----- Supplied records -----

Issue #1185, opened 2019-02-20
Incorrect highlighting for mathematics delimiters


simon-nicholls:
The math delimiters `$` and `$$` are being matched across semantically mismatched sections of text, leading to scoping and highlighting problems.

For example an opening `$` can be matched within inline code, and the closing `$` in a nested code block:

```latex
A Haskell type definition for \(\mathbb{N}\), and testing \inlinecode{<$>}

\begin{code}
  data Nat = Zero | Succ Nat
  test = (++"...gnom!") <$> ["pizza", "ljubljanska"]
\end{code}
```

which will incorrectly set a scope of `support.class.math.block.tex` for

```latex
$>}

\begin{code}
  data Nat = Zero | Succ Nat
  test = (++"...gnom!") <$
```

I initially raised the issue on JustusAdam/language-haskell#82

I would instead expect `$` matching to only be done within same-semantic chunks of text, and beyond that I'd like to disable matching inside code environments if possible.

MacOS 10.14.3, VS Code 1.31.1, Workshop 6.0.0

simon-nicholls:
Wow, that was quick, thanks!

As per details in https://wiki.haskell.org/Literate_programming, can we also add `spec` as a verbatim code block? Where `code` will be compiled by the Haskell compiler, `spec` is a block that will be treated as Haskell code, but that shouldn't be compiled as part of the module (it's better for example code snippets, or Bird-Meertens style equational reasoning).

When it comes to typesetting, `code` and `spec` are implemented in terms of `minted` or `listings` for example, but `code` and `spec` are the repeated content tags expected for LaTeX unliteral processing in Haskell, so are great to have.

-----

Output the data once more, exactly as given.

Issue #1185, opened 2019-02-20
Incorrect highlighting for mathematics delimiters


simon-nicholls:
The math delimiters `$` and `$$` are being matched across semantically mismatched sections of text, leading to scoping and highlighting problems.

For example an opening `$` can be matched within inline code, and the closing `$` in a nested code block:

```latex
A Haskell type definition for \(\mathbb{N}\), and testing \inlinecode{<$>}

\begin{code}
  data Nat = Zero | Succ Nat
  test = (++"...gnom!") <$> ["pizza", "ljubljanska"]
\end{code}
```

which will incorrectly set a scope of `support.class.math.block.tex` for

```latex
$>}

\begin{code}
  data Nat = Zero | Succ Nat
  test = (++"...gnom!") <$
```

I initially raised the issue on JustusAdam/language-haskell#82

I would instead expect `$` matching to only be done within same-semantic chunks of text, and beyond that I'd like to disable matching inside code environments if possible.

MacOS 10.14.3, VS Code 1.31.1, Workshop 6.0.0

simon-nicholls:
Wow, that was quick, thanks!

As per details in https://wiki.haskell.org/Literate_programming, can we also add `spec` as a verbatim code block? Where `code` will be compiled by the Haskell compiler, `spec` is a block that will be treated as Haskell code, but that shouldn't be compiled as part of the module (it's better for example code snippets, or Bird-Meertens style equational reasoning).

When it comes to typesetting, `code` and `spec` are implemented in terms of `minted` or `listings` for example, but `code` and `spec` are the repeated content tags expected for LaTeX unliteral processing in Haskell, so are great to have.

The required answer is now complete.